PR #690, opened 2016-04-18
Select framework on model cloning

### LINKED ISSUE #688: Cloning a vanilla Torch Model selects a vanilla Caffe Model but runs the Torch one.
See title. You can replicate by:
Click new model. Select Torch->Alexnet.
Make the job.
Press clone.
You will see that the model selector is hovering now on Caffe->Alexnet in the Standard Network tab.
This last fact is just a UI remnant. If you would press 'Create Model' now, it will create a torch Alexnet model, although Caffe was selected!

If one were to switch to the torch alexnet standard network, and then back to the caffe alexnet standard network, one would get indeed get the Caffe one.
Seems like a straightforward UI bug.

gheinrich:
close #688


lukeyeager:
Verified bug and fix.

PR #692, opened 2016-04-19
Default to Lua table if tds not installed

gheinrich:
If tds is not installed because e.g. Torch was installed with torch-nv deb package then default to using a regular Lua table to store LMDB keys.
There is a limit of 2GB for heap memory in Luajit so we might not be able to train on some large datasets without tds.


lukeyeager:
(Follow up from https://github.com/NVIDIA/DIGITS/pull/686)

lukeyeager:
I'm not set up to test this at the moment, but it looks pretty safe to me.

PR #997, opened 2016-08-25
cleaned up layerVis and gradientAscent to just include job updates

Lucaszw:
Includes all changes made outside of visualizations in LayerVis and Gradient Ascent pull requests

Work instructions:
The records above must be retyped in full, exactly.

Written solution:
PR #690, opened 2016-04-18
Select framework on model cloning

### LINKED ISSUE #688: Cloning a vanilla Torch Model selects a vanilla Caffe Model but runs the Torch one.
See title. You can replicate by:
Click new model. Select Torch->Alexnet.
Make the job.
Press clone.
You will see that the model selector is hovering now on Caffe->Alexnet in the Standard Network tab.
This last fact is just a UI remnant. If you would press 'Create Model' now, it will create a torch Alexnet model, although Caffe was selected!

If one were to switch to the torch alexnet standard network, and then back to the caffe alexnet standard network, one would get indeed get the Caffe one.
Seems like a straightforward UI bug.

gheinrich:
close #688


lukeyeager:
Verified bug and fix.

PR #692, opened 2016-04-19
Default to Lua table if tds not installed

gheinrich:
If tds is not installed because e.g. Torch was installed with torch-nv deb package then default to using a regular Lua table to store LMDB keys.
There is a limit of 2GB for heap memory in Luajit so we might not be able to train on some large datasets without tds.


lukeyeager:
(Follow up from https://github.com/NVIDIA/DIGITS/pull/686)

lukeyeager:
I'm not set up to test this at the moment, but it looks pretty safe to me.

PR #997, opened 2016-08-25
cleaned up layerVis and gradientAscent to just include job updates

Lucaszw:
Includes all changes made outside of visualizations in LayerVis and Gradient Ascent pull requests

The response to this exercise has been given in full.